The answer must consist of each line below that contains the word "writeHelperScripts", copied in full.
Task inputs START
PR #4021, opened 2026-05-04
PG-2302 PG-2325 New pipelines for PPG docker release verification workflows.

Naeem-Akhter:
* PG-2302 Added a pipeline for CVE scanning of ppg docker images, official and custom.
* PG-2325 Added a pipeline for ppg official docker image verification.

### DIFF
--- a/ppg/docker-cve-scan.groovy
+++ b/ppg/docker-cve-scan.groovy
@@ -35,20 +35,7 @@ Build Report: ${env.BUILD_URL}"""
     slackSend color: color, message: buildSummary, channel: '#postgresql-test'
 }
 
-def installTrivy(String version) {
-    sh """
-        TRIVY_CHECKSUM="8b4376d5d6befe5c24d503f10ff136d9e0c49f9127a4279fd110b727929a5aa9"
-        if command -v dnf >/dev/null 2>&1; then
-            sudo dnf install -y wget tar
-        else
-            sudo apt-get -o DPkg::Lock::Timeout=300 install -y wget tar
-        fi
-        wget -q https://github.com/aquasecurity/trivy/releases/download/v${version}/trivy_${version}_Linux-64bit.tar.gz
-        echo "\${TRIVY_CHECKSUM}  trivy_${version}_Linux-64bit.tar.gz" | sha256sum -c -
-        sudo tar zxvf trivy_${version}_Linux-64bit.tar.gz -C /usr/local/bin/
-        rm -f trivy_${version}_Linux-64bit.tar.gz
-    """
-
+def writeHelperScripts() {
     writeFile file: 'scan_to_txt.py', text: '''
 import json, sys
 
@@ -316,7 +303,6 @@ docker.io/perconalab/percona-distribution-postgresql-upgrade-custom:18.3-17.9-16
 
     environment {
         PATH = "/usr/local/bin:/usr/bin:/usr/local/sbin:/usr/sbin:${env.HOME}/.local/bin"
-        TRIVY_VERSION = '0.70.0'
     }
 
     triggers {
@@ -354,7 +340,8 @@ docker.io/perconalab/percona-distribution-postgresql-upgrade-custom:18.3-17.9-16
             steps {
                 cleanWs()
                 script {
-                    installTrivy(env.TRIVY_VERSION)
+                    installTrivy(method: 'auto')
+                    writeHelperScripts()
                 }
             }
         }
--- a/ppg/docker-cve-scan.groovy
+++ b/ppg/docker-cve-scan.groovy
@@ -1,0 +1,416 @@
+library changelog: false, identifier: "lib@master", retriever: modernSCM([
+    $class: 'GitSCMSource',
+    remote: 'https://github.com/Percona-Lab/jenkins-pipelines.git'
+])
+
+def sendSlackNotification(Map groupResults) {
+    def overallStatus = currentBuild.result ?: 'SUCCESS'
+    def hasCvesAny = groupResults.values().any { it }
+    def color = (overallStatus == 'ABORTED') ? 'warning'
+              : (overallStatus == 'FAILURE')  ? 'danger'
+              : hasCvesAny                    ? 'warning'
+              :                                 'good'
+
+    def lines = []
+    groupResults.each { group, hasCves ->
+        def icon = hasCves ? ':warning:' : ':white_check_mark:'
+        def reportLink = "<${env.BUILD_URL}artifact/trivy-${group}.html|CVE Report>"
+        lines << "${icon} *${group}*: ${hasCves ? 'CVEs found' : 'Clean'} | ${reportLink}"
+    }
+
+    if (overallStatus == 'ABORTED') {
+        lines << ':no_entry: Build was cancelled.'
+    } else if (overallStatus == 'FAILURE') {
+        lines << (groupResults ? ':x: Build failed — some scans may not have completed.' : ':x: Build failed before any scans completed.')
+    }
+
+    if (!lines) {
+        lines << ':white_check_mark: All scans completed successfully.'
+    }
+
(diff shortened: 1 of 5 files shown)


ppg/docker-cve-scan.groovy
```diff
@@ -0,0 +1,432 @@
...
+            sudo dnf install -y wget tar
+        else
+            sudo apt-get -o DPkg::Lock::Timeout=300 install -y wget tar
+        fi
+        wget -q https://github.com/aquasecurity/trivy/releases/download/v${version}/trivy_${version}_Linux-64bit.tar.gz
+        echo "\${TRIVY_CHECKSUM}  trivy_${version}_Linux-64bit.tar.gz" | sha256sum -c -
+        sudo tar zxvf trivy_${version}_Linux-64bit.tar.gz -C /usr/local/bin/
+        rm -f trivy_${version}_Linux-64bit.tar.gz
+    """
+
```
EvgeniyPatlan: we have a shared library to install trivy

EvgeniyPatlan: we have a shared library to install trivy. it is created in order to keep it in one place for easier maintenance

ppg/docker-cve-scan.groovy
```diff
@@ -0,0 +1,432 @@
...
+    writeFile file: 'scan_to_txt.py', text: '''
```
EvgeniyPatlan, line 39: Trivy already produces tabular output. --format table gives you essentially this for free. Even if you want custom columns, use a Trivy template (--format template --template "@...") instead of writeFile-ing a Python script every build.

ppg/docker-cve-scan.groovy
```diff
@@ -0,0 +1,432 @@
...
+            v.get("InstalledVersion", "").ljust(col_w[3]),
+            (v.get("FixedVersion") or "n/a").ljust(col_w[4]),
+        ])
+        print(f"{row}  {v.get(\'Title\', \'\')}")
+
+if not vulns_found:
+    print("No HIGH/CRITICAL vulnerabilities found.")
+'''
+
+    writeFile file: 'scan_to_xml.py', text: '''
```
EvgeniyPatlan, line 75: The contrib junit.tpl ships with the Trivy package and is the solution: trivy image --format template --template "@contrib/junit.tpl" -o file.xml.

ppg/docker-cve-scan.groovy
```diff
@@ -0,0 +1,432 @@
...
+        failures += 1
+
+ts.set("tests", str(failures))
+ts.set("failures", str(failures))
+with open(output_file, "w") as f:
+    f.write(\'<?xml version="1.0" encoding="UTF-8"?>\\n\')
+    f.write(ET.tostring(root, encoding="unicode"))
+'''
+
+    writeFile file: 'merge_xml.py', text: '''
```
EvgeniyPatlan: Jenkins junit testResults: 'trivy-${groupName}-*.xml' accepts globs and merges automatically.

ppg/docker-cve-scan.groovy
```diff
@@ -0,0 +1,432 @@
...
+for f in sorted(f for f in glob.glob(f"trivy-{group}-*.xml") if not f.endswith("-all.xml")):
+    try:
+        for ts in ET.parse(f).getroot():
+            root.append(ts)
+    except Exception:
+        pass
+open(output_file, "w").write(ET.tostring(root, encoding="unicode"))
+'''
+
+    writeFile file: 'group_to_html.py', text: '''
```
EvgeniyPatlan, line 111: --format template --template "@contrib/html.tpl" produces an HTML report.

EvgeniyPatlan (changes requested):

ppg/docker-cve-scan.groovy
surbhat1595: @Naeem-Akhter You can use https://github.com/Percona-Lab/jenkins-pipelines/blob/hetzner/vars/installTrivy.groovy to install trivy.

ppg/docker-server-parallel-upgrade.groovy
```diff
@@ -0,0 +1,117 @@
...
+                        'rhel-10',
+                        'debian-12',
+                        'debian-13',
+                        'ubuntu-jammy',
+                        'rocky-9-arm64',
+                        'rhel-10-arm64',
+                        'debian-12-arm64',
+                        'debian-13-arm64',
+                        'ubuntu-jammy-arm64',
+                    ]
```
surbhat1595, line 87: It's not necessary to test the docker image on multiple distros since it's independent of the host OS. We can test it only on different architecture (amd64 and arm64) hosts.

ppg/docker-cve-scan.groovy
Naeem-Akhter: Good point, will switch to the shared library. Can you confirm the hetzner branch version handles custom timeout and checksum verification?

ppg/docker-cve-scan.groovy
Naeem-Akhter: We intentionally generate txt from JSON to avoid running Trivy multiple times per image. Using --format table would require a separate run. Happy to revert if multiple runs are acceptable. Why waste extra CPU cycles in running reports multiple times? Have one JSON format, convert it to XML, HTML (for easy viewing), and text files (that don't show the giggerish characters in the browser), user experience!

ppg/docker-cve-scan.groovy
Naeem-Akhter: Same as above — we derive XML from JSON to additional Trivy run per image. 
Have one JSON format, convert it to XML, consolidated HTML (for easy viewing in browser), and text files (that don't show the gibberish characters in the browser), better user experience!

ppg/docker-cve-scan.groovy
Naeem-Akhter: The contrib template generates one HTML per image/run. Our Python script produces a single consolidated report per group, covering all images and platforms, with a summary table, making it more useful for reviewing multiple images at once.

ppg/docker-cve-scan.groovy
Naeem-Akhter: You're right, this can be simplified. Will remove the merge script and use a glob pattern directly in the junit step

ppg/docker-cve-scan.groovy
Naeem-Akhter: Same as above —  I was having the timeout issue. How to handle that in the installtrivy library?

ppg/docker-server-parallel-upgrade.groovy
Naeem-Akhter: The Docker image itself is OS-independent, but the upgrade workflow being tested involves host-level interactions through Molecule (volume mounts, storage drivers etc) that can behave differently across distros. We also want to validate against actual customer environments that run on all these platforms. So we need to have provisioning to test on multiple OS.

ppg/docker-cve-scan.groovy
Naeem-Akhter: The changes have been applied as suggested.

ppg/docker-cve-scan.groovy
Naeem-Akhter: We run one Trivy scan to generate a JSON file, then use that same JSON to create XML, TXT, and HTML files, as needed. It saves time by avoiding multiple trivy runs.

ppg/docker-cve-scan.groovy
Naeem-Akhter: Now using installTrivy.groovy.  For making it available on the master branch, I also added the same file to this PR.

Naeem-Akhter: Now using installTrivy.groovy. For making it available on the master branch, I also added the same file to this PR.

surbhat1595 (approved):

EvgeniyPatlan (approved):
Task inputs END
→ **Output below**:
+def writeHelperScripts() {
+                    writeHelperScripts()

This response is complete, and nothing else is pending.